迎面就见沂王躺倒在血泊中,心口贯穿一支羽箭。
“为何会这样?那是蜡箭头,为何会死呜呜呜”
太子朱见济瑟瑟发抖抓紧软弓,他只是如往常那般,用蜡箭头吓唬沂王,为何箭头会戳穿沂王心口。
父皇交代过,绝对不准他伤害沂王性命,他谨言慎行,哪里敢僭越。
窝囊守在门口等待闹剧结束的覃勤面色煞白,撒腿冲进书房里,呜咽跪坐在生死未明的可怜殿下身边。
暴雪忽至,紫禁城红墙琉瓦淹没于簌簌鹅毛大雪中,天地一白。
坤宁宫内,杭皇后正拥炉倦绣。
含苍术、大黄、艾叶、降真香药的避瘟丹置于香炉焚烧,烟雾弥漫于坤宁宫内。
“这几日天花横行,本宫着实忧心,你记得吩咐东宫的奴婢,日日都需燃这避瘟丹,仔细伺候太子。”

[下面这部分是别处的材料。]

Issue #28, opened 2019-11-18
Scons TypeError


mabruzzo:
While building enzo-e on stampede2, I encountered a python error related to scons at the end of the build process. Everything proceeds as normal until the very end of the build process. Right after the newly-built executable is copied to `bin/enzo-p`, the traceback for a python `TypeError` is output. However then the build script indicates that the installation succeeds. 

This occurs for both choices of compilers.  As far as I can tell, this doesn't actually cause any issues and the executable works as it is supposed to. However, I wanted to document this issue. 

An excerpt of the output illustrating this issue is provided below. The full log from the same build process can be found [here](https://pastebin.com/iaY0hqaf).

> Install file: "build-stampede_build_update/Cello/libcello.a" as "lib/libcello.a"
> /home1/05274/tg845732/charm/bin/charmc -language charm++ -o build-stampede_build_update/Enzo/enzo-p -Ofast -g -Wall -rdynamic -module CommonLBs build-stampede_build_update/Enzo/enzo-p.o build-stampede_build_update/Cello/main_enzo.o -Llib -L/opt/apps/intel18/hdf5/1.10.4/x86_64/lib -L/opt/apps/intel18/boost/1.68/lib -L/home1/05274/tg845732/local/lib -L/usr/lib64/lib -lenzo -lcharm -lsimulation -ldata -lproblem -lcompute -lcontrol -lmesh -lio -ldisk -lmemory -lparameters -lerror -lmonitor -lparallel -lperformance -ltest -lcello -lexternal -lhdf5 -lz -ldl -lpng -lirc -limf -lifcore -lifport -lstdc++ -lintlc -lsvml -lboost_filesystem -lboost_system -lgrackle
> Install file: "build-stampede_build_update/Enzo/enzo-p" as "bin/enzo-p"
> TypeError: signal handler must be signal.SIG_IGN, signal.SIG_DFL, or a callable object:
>   File "/home1/05274/tg845732/enzo-e/scons-local-2.2.0/SCons/Script/Main.py", line 1343:
>     _exec_main(parser, values)
>   File "/home1/05274/tg845732/enzo-e/scons-local-2.2.0/SCons/Script/Main.py", line 1307:
>     _main(parser)
>   File "/home1/05274/tg845732/enzo-e/scons-local-2.2.0/SCons/Script/Main.py", line 1071:
>     nodes = _build_targets(fs, options, targets, target_top)
[...]

PR #29, opened 2019-12-05
Updated Stampede Build Files

mabruzzo:
I updated the configuration files (`stampede_gnu.py` and `stampede_intel.py`) for building Enzo-E on Stampede2 and I have confirmed that Enzo-E is successfully compiled using both compilers. Additionally, I factored out the duplicate code used to search for the ``charm_path`` and ``grackle_path``, from the ``linux_gnu.py`` and ``linux_intel.py`` configuration files into dedicated functions in ``_common_search_paths.py`` (these functions are now used in all four of these configuration files).

I just wanted to note that when building on stampede2, using either compiler, Scons raises an error (detailed in Issue #28 ). This error arises at the very end of the installation and doesn't seem to have any actual effect.

### DIFF
--- a/config/_common_search_paths.py
+++ b/config/_common_search_paths.py
@@ -1,28 +1,26 @@
 import os
 
+def _check_dirs(search_paths):
+        for search_path in search_paths:
+                if os.path.isdir(search_path):
+                        return path
+        return None
+
 def charm_path_search(home):
 	# function that searches for charm_path in locations common across
 	# multiple architectures
 	charm_path = os.getenv('CHARM_HOME')
 
 	if (charm_path is None) and (home is not None):
-		if os.path.isdir(home + '/Charm/charm'):
-			charm_path = home + '/Charm/charm'
-		elif os.path.isdir(home + '/charm'):
-			charm_path = home + '/charm'
-		elif os.path.isdir(home + '/local/charm'):
-			charm_path = home + '/local/charm'
-		elif os.path.isdir(home + '/src/charm'):
-			charm_path = home + '/src/charm'
-		elif os.path.isdir(home + '/source/charm'):
-			charm_path = home + '/source/charm'
+                temp = ['Charm/charm', 'charm', 'local/charm', 'src/charm',
+                        'source/charm']
+                paths = [os.path.join(home, elem) for elem in temp]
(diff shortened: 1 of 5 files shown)


bwoshea:
@aemerick and @jwise77 , could you please verify you can compile on Stampede2 and, if so, approve this?  I will do so as well.

config/_common_search_paths.py
```diff
@@ -0,0 +1,50 @@
+import os
+
+def charm_path_search(home):
+	# function that searches for charm_path in locations common across
+	# multiple architectures
+	charm_path = os.getenv('CHARM_HOME')
+
+	if (charm_path is None) and (home is not None):
+		if os.path.isdir(home + '/Charm/charm'):
+			charm_path = home + '/Charm/charm'
```
brittonsmith, line 10: I realize this is mostly moved code and not new, but a safer way to do this might be `os.path.join(home, <dir>)`.

config/_common_search_paths.py
```diff
@@ -0,0 +1,50 @@
+import os
+
+def charm_path_search(home):
+	# function that searches for charm_path in locations common across
+	# multiple architectures
+	charm_path = os.getenv('CHARM_HOME')
+
+	if (charm_path is None) and (home is not None):
+		if os.path.isdir(home + '/Charm/charm'):
```
brittonsmith, line 9: This function and `grackle_path_search` could be simplified a bit by creating a list of all possible paths, looping over them, and breaking when the right one is found.

config/stampede_intel.py
```diff
@@ -37,9 +52,22 @@
 #
 #--------------------------------------------------
 
-charm_path   = home + '/Charm/682/intel/omni/charm'
-papi_inc = home + '/include'
-papi_lib = home + '/lib'
+if os.path.isdir(home + '/Charm/682/intel/omni/charm'):
```
brittonsmith, line 55: `charm_path_search` and `grackle_path_search` could take arguments for additional paths to search first. That would eliminate the extra if statements.

aemerick:
This looks good to me, modulo if anything is changing given Britton's comments. I'll hold off on approval until I hear if anything will get changed there.

bwoshea:
Four approves!  Time to merge.

Issue #32, opened 2020-03-04
dir needs to be included in parameters in ICs for block_list


fearmayo:
As it stands the 'dir' parameter needs to be added to the output directive for the *.block_list files to be dumped. In the case where the dir is not specified the *.block_list files are not created.

mabruzzo:
This was fixed way back in PR #33

PR #33, opened 2020-03-05
Block list bugfix

aemerick:
Small bugfix allowing .block_list, .parameter, .file_list, and .libconfig files to be output in data-type outputs when no sub-directory is provided. In this case, the prefix to these files is adopted from the corresponding output file name. 

Fixes Issue #32


bwoshea:
@brittonsmith I'm adding you as a reviewer.  I will also add myself.

src/Cello/io_OutputData.cpp
```diff
@@ -133,57 +133,65 @@ void OutputData::write_block ( const  Block * block ) throw()
...
-  
-  if (name_dir != "") {
+  std::string name_file;
+  std::string name_out_file  = expand_name_(&file_name_,&file_args_);
+
+  if (name_dir == "") {
+    // output block list and parameters to work directory
+    name_dir  = ".";
+    // strip extension, use this for name
+    name_file = name_out_file.substr(0, name_out_file.find("."));
```
brittonsmith, line 145: Searching for the last period with `rfind` might be a bit more robust.

aemerick:
This should be good to go!

bwoshea:
Four approvals, merging!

正伺候皇后娘娘捶腿的嬷嬷躬身颔首:“娘娘您请放宽心,太子殿下龙血凤髓,体格强健,奴婢昨儿才看过殿下,小殿下又壮实了些。”
“小孩子经不得夸赞,他也就个头结实些。”杭皇后眉眼温柔,嘴角噙笑。
“那衣衫可曾顺利送入西内?”
“前几日就已送过去,沂王哪里见过那样华贵的蜀锦,尚服局送去衣衫的奴婢说沂王眼睛都发光,当即闹着要穿上。”
“整件衣衫都吸满脓浆,若再水洗,准保他熬不到除夕。”
“嗯,那本宫静候佳音。”
“娘娘!大事不好了!太子太子殿下在西内冷宫里射伤沂王,沂王沂王快不成了!”
东宫太监常喜连滚带爬冲进坤宁宫内。
陛下曾严令禁止太子刁难沂王,若被万岁爷知晓,东宫的奴婢定逃不开一死。
“什么!”杭皇后惊得撕破绣帕。
“快,趁陛下还未从南苑回宫,快去西内!”她必须在皇帝回宫之前,让沂王死透。
西内冷宫已乱成一团。
锋利箭矢穿透沂王心口,此时沂王奄奄一息朝覃勤招手。
覃勤趴在沂王唇边,忍泪听殿下嘱咐。
少顷,覃勤撕下衣袍一角,捧到沂王面前。
“殿下,您想写什么?”万贞儿悲戚跪坐在沂王身边。
此刻沂王面色煞白,双眼暗淡无光,甚至连抬手的力气都没有。